Yasín había hablado con entusiasmo y cariño a la vez. Derramó su cólera sobre sí mismo y sintió por su madre la compasión de quien sufre por su situación. A pesar de que sus palabras no adelantaron ni atrasaron nada, al menos mitigaron sus sentimientos de pesadumbre ante la crítica situación. Había manifestado con ellas al mismo tiempo lo que quizás pensaban algunos o todos, los que estaban a su lado, y así les evitaba el tener que manifestarlo ellos a su vez. La experiencia le había enseñado que a veces el mejor medio para defenderse era atacarse a sí mismo, y que reconocer la falta incitaba al perdón en la misma medida que defenderse incitaba a la cólera. Lo que más temía era que Jadiga aprovechara esta buena ocasión para cargarle a él públicamente la responsabilidad de lo que había ocurrido por su consejo, y que lo tomara como un medio para atacarlo. Así, él se adelantó a sus propósitos cortándole el camino. Su suposición no estaba equivocada, pues la verdad es que Jadiga estaba a punto de exigirle, en su calidad de primer responsable de lo ocurrido, que encontrara una salida. Cuando echó su discurso, ella sintió vergüenza de atacarlo, en especial porque normalmente lo hacía para pelear y no por odio. Por eso la posición de Yasín mejoró algo, pero no así la situación general, que seguía siendo mala, y continuó igual hasta que Jadiga salió de su silencio diciendo:

—¿Y por qué no alegamos que se cayó por la escalera?

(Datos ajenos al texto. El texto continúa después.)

Issue #9141, opened 2023-07-13
prov/shm: smr_progress_ipc_list() causes 200ns performance regression in 256 rank osu_gather benchmark


a-szegel:
**Describe the bug**
This commit causes a 200ns performance regression in osu_gather benchmark.
```
commit 6c86459680e00af11a98d43d60547eb2f239b7df (HEAD)
Author: Amir Shehata <shehataa@ornl.gov>
Date:   Thu Nov 24 16:59:33 2022 -0800

    prov/shm: Update SHM to use ROCR
    
    Update the SHM provider to use the ROCR HMEM asynchronous memory
    operations.
    
       . Unify the ipc and sar freestack, since they use the same structure.
       . When progressing an IPC operation, check if the device is ROCR and trigger
         an asynchronous operation.
       . When an asynchronous operation is queued, create an IPC entry and
         add it to the queue of pending operations.
       . During the top level progress loop check the queue of pending asynchronous
         operations and query the state of each one. Generate a complete event
         for finished operations. Since completions happen outside the context
         of libfabric we can't rely on the ep->region->signal flag to be set.
         Always check the pending queue. This shouldn't introduce much of an
         overhead if the queue is empty
       . use the ep->util_ep lock to protect the free stack and the ipc list
         of pending operations.
    
    Signed-off-by: Amir Shehata <shehataa@ornl.gov>
```
I isolated the cause of the regression to be this: https://github.com/ofiwg/libfabric/blob/main/prov/shm/src/smr_progress.c#L1287

This regression is mostly fixed if we move `smr_progress_ipc_list(ep);` into 
```
	if (ofi_atomic_cas_bool32(&ep->region->signal, 1, 0)) {
		if (smr_env.use_dsa_sar)
			smr_dsa_progress(ep);
		smr_progress_resp(ep);
		smr_progress_cmd(ep);
		smr_progress_sar_list(ep);
		smr_progress_ipc_list(ep);
	}
```

There is still an extra 50ns overhead when I compare to commenting `smr_progress_ipc_list()` out completely (which I understand isn't ok b/c it is required for correctness with hmem ipc capable devices).

Is it possible to make polling the ipc_list lighter (and other lists)?
Is it possible to move polling the IPC list inside the signal if statement and maintain correctness?
Is it possible to get rid of this polling at runtime if we do not have any GPU's on the instance?

**To Reproduce**
Run osu_gather on 8 c6gn.16xlarge with 32 processes per node (256 rank total).

[...]

PR #9185, opened 2023-08-02
prov/shm: Only poll IPC list when ROCR IPC is enabled

a-szegel:
This optimization disables the polling of the async ipc list when there are no users of it.

https://github.com/ofiwg/libfabric/issues/9141

### DIFF
--- a/prov/shm/src/smr_ep.c
+++ b/prov/shm/src/smr_ep.c
@@ -1329,6 +1329,11 @@ static int smr_ep_ctrl(struct fid *fid, int command, void *arg)
 			}
 		}
 
+		if (ofi_hmem_any_ipc_enabled())
+			ep->smr_progress_ipc_list = smr_progress_ipc_list;
+		else
+			ep->smr_progress_ipc_list = smr_progress_ipc_list_noop;
+
 		if (!ep->srx) {
 			domain = container_of(ep->util_ep.domain,
 					      struct smr_domain,
--- a/prov/shm/src/smr_progress.c
+++ b/prov/shm/src/smr_progress.c
@@ -1127,7 +1127,7 @@ static void smr_progress_cmd(struct smr_ep *ep)
 	ofi_genlock_unlock(&ep->util_ep.lock);
 }
 
-static void smr_progress_ipc_list(struct smr_ep *ep)
+void smr_progress_ipc_list(struct smr_ep *ep)
 {
 	struct smr_pend_entry *ipc_entry;
 	struct smr_region *peer_smr;
@@ -1273,5 +1273,5 @@ void smr_ep_progress(struct util_ep *util_ep)
 
 	/* always drive forward the ipc list since the completion is
 	 * independent of any action by the provider */
-	smr_progress_ipc_list(ep);
+	ep->smr_progress_ipc_list(ep);
 }
--- a/src/hmem.c
+++ b/src/hmem.c
@@ -168,6 +168,16 @@ struct ofi_hmem_ops hmem_ops[] = {
 	},
 };
 
+bool ofi_hmem_any_ipc_enabled(void)
+{
+	int iface;
+
+	for (iface = 0; iface < ARRAY_SIZE(hmem_ops); iface++)
+		if (ofi_hmem_is_initialized(iface) && ofi_hmem_is_ipc_enabled(iface))
+			return true;
+	return false;
+}
+
 int ofi_create_async_copy_event(enum fi_hmem_iface iface, uint64_t device,
 				ofi_hmem_async_event_t *event)
 {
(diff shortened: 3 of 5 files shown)


prov/shm/src/smr_ep.c
```diff
@@ -1329,6 +1329,8 @@ static int smr_ep_ctrl(struct fid *fid, int command, void *arg)
 			}
 		}
 
+		ep->smr_async_device_copy = rocr_is_ipc_enabled();
```
sunkuamzn, line 1332: `rocr_is_ipc_enabled` is internal to the HMEM API. Might be better to check `hmem_ops[FI_HMEM_ROCR].initialized`

prov/shm/src/smr_progress.c
```diff
@@ -1273,5 +1273,6 @@ void smr_ep_progress(struct util_ep *util_ep)
 
 	/* always drive forward the ipc list since the completion is
 	 * independent of any action by the provider */
-	smr_progress_ipc_list(ep);
+	if (ep->smr_async_device_copy)
+		smr_progress_ipc_list(ep);
```
shefty, line 1277: Rather than adding a check here, we can setup a function pointer that either calls a no-op or smr_progress_ipc_list().  No-op functions are typically faster than adding an if statement and doesn't add a check when we do need to progress the ipc list.

prov/shm/src/smr_ep.c
shefty: The call should be ofi_hmem_is_ipc_enabled().  This may need to be called in a loop for all HMEM, and if any of them return true, then we need to call progress_ipc_list() below.

aingerson: ROCR is currently the only iface that uses the async protocol so I think they are trying to optimize this out for CUDA which doesn't need it.
@sunkuamzn @a-szegel Are there plans or desires to extend the CUDA protocol to use it asynchronously? If so, I agree with Sean, make it general to all interfaces. If the plan is to always use CUDA synchronously and you're looking to optimize that case specifically, then I think it's ok to call it directly. If the aim here is only to optimize the non HMEM case, then I would still make it general.

aingerson (commented):
Agreed with Sean about the function pointer

prov/shm/src/smr_ep.c
sunkuamzn: We don't have plans to implement async CUDA copies in the near future. We need to do some benchmarking to see if it's even worth doing.

a-szegel: kept at ROCR IPC and added a comment.

prov/shm/src/smr_ep.c
```diff
@@ -1329,6 +1329,13 @@ static int smr_ep_ctrl(struct fid *fid, int command, void *arg)
 			}
 		}
 
+		/* TODO: When we add support ipc support to other HMEM providers,
+		 * include them in this check */
+		if (rocr_is_ipc_enabled())
```
shefty, line 1334: I'd still prefer a generic check here.  We're overriding smr_progress_ipc_list(), which is a generic function not specific to rocr.  I'd rather see something like:

```
if (ofi_hmem_any_ipc_enabled())
    blah blah
```
And have that call make the specific checks that are needed.  And the abstracted call we should use is ofi_hmem_is_ipc_enabled(), not a direct call to rocr.
```
bool ofi_hmem_any_ipc_enabled(void)
{
    int iface;

    for (iface = 0; iface < ARRAY_SIZE(hmem_ops); iface++)
        if (ofi_hmem_is_ipc_enabled(iface))
            return true;
    return false;
}
```
and then adding support for other async calls doesn't require any changes through this path.

src/hmem.c
```diff
@@ -168,6 +168,16 @@ struct ofi_hmem_ops hmem_ops[] = {
 	},
 };
 
+bool ofi_hmem_any_ipc_enabled(void)
+{
+	int iface;
+
+	for (iface = 0; iface < ARRAY_SIZE(hmem_ops); iface++)
+		if (ofi_hmem_is_ipc_enabled(iface))
```
shefty, line 176: We probably need to add ```ofi_hmem_is_initialized(iface && ``` to this check.  I missed this in my prior comment.

aingerson (approved):

src/hmem.c
a-szegel: Hmmm... I guess my local non-gpu dev instance wasn't going in there b/c I didn't compile in support for those things, but we can't assume package managers will be the same.  Good Catch.

shefty (approved):

a-szegel:
bot:aws:retest

sunkuamzn:
A bit late to this PR but this implementation won't get us any improvement on GPU instances because we will have CUDA enabled. We should instead add something like `ofi_hmem_async_ipc_enabled` which return true only for ROCR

Su madre la miró con un rostro ansioso de salvarse por cualquier medio, y miró a Fahmi y Yasín, mientras aparecía en sus ojos un brillo de esperanza; pero Fahmi preguntó perplejo:

—¿Y el médico? La visitará a diario y necesariamente se encontrará con nuestro padre.

Pero Yasín se negó a cerrar la puerta por la que se infiltraba un rayo de esperanza, capaz de salvarlo de sus sufrimientos y sus miedos.

—Nos ponemos de acuerdo con el médico —dijo— sobre lo que conviene decir a nuestro padre.

Se miraron unos a otros sin saber si creérselo. Luego los rostros se alegraron por la sensación general de estar a salvo y el ambiente sombrío se transformó en otro alegre; del mismo modo que inesperadamente surge, en medio de la nube plomiza, una mancha azul que crece como un milagro prodigioso hasta envolver la bóveda celeste en escasos minutos, y brilla el sol.

—¡Alabado sea Dios! —dijo Yasín suspirando—, ¡estamos salvados! Jadiga, tras recuperar en el nuevo clima su acostumbrada vivacidad, dijo: Querrás decir que te has salvado tú, señor consejero.

Yasín se rio a carcajadas mientras se estremecía su corpachón:

—Claro que estoy salvado del escorpión de tu lengua —dijo—. Hace un buen rato que estoy esperando que se dirija hacia mí de un momento a otro para picarme.

—Pero él te ha salvado. Gracias a las rosas se ha regado la cebada.

Con la alegría de sentirse a salvo, casi se habían olvidado de que su madre estaba en la cama con la clavícula rota, pero ella casi lo había olvidado también.